> **Work to complete**
Word for word, set down every line of the entries below from the line with "exports, tests, reference" to the line with "compiled wrapper ABI.", including both, and no other line.

Records excerpted from a collection
++++++++
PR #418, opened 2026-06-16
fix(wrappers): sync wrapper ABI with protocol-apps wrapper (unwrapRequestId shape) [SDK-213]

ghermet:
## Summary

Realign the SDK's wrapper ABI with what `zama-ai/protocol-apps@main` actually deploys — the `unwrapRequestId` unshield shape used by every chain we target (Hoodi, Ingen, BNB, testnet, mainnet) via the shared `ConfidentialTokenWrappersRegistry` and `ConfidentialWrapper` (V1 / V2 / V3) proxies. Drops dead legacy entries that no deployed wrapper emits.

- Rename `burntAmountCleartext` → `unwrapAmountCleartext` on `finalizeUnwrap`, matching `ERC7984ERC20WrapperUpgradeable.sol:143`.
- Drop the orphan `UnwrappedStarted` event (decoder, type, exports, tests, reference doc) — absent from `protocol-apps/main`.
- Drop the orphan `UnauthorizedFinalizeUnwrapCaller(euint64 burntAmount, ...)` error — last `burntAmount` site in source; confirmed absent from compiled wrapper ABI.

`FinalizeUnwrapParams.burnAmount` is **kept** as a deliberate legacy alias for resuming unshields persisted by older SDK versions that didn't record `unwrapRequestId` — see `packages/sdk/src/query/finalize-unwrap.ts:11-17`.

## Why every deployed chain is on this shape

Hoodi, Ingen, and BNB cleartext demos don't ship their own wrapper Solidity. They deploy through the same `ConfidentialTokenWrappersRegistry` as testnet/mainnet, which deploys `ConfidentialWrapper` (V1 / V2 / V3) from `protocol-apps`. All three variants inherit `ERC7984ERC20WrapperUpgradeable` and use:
++++++++
> **Solution below**
- Drop the orphan `UnwrappedStarted` event (decoder, type, exports, tests, reference doc) — absent from `protocol-apps/main`.
- Drop the orphan `UnauthorizedFinalizeUnwrapCaller(euint64 burntAmount, ...)` error — last `burntAmount` site in source; confirmed absent from compiled wrapper ABI.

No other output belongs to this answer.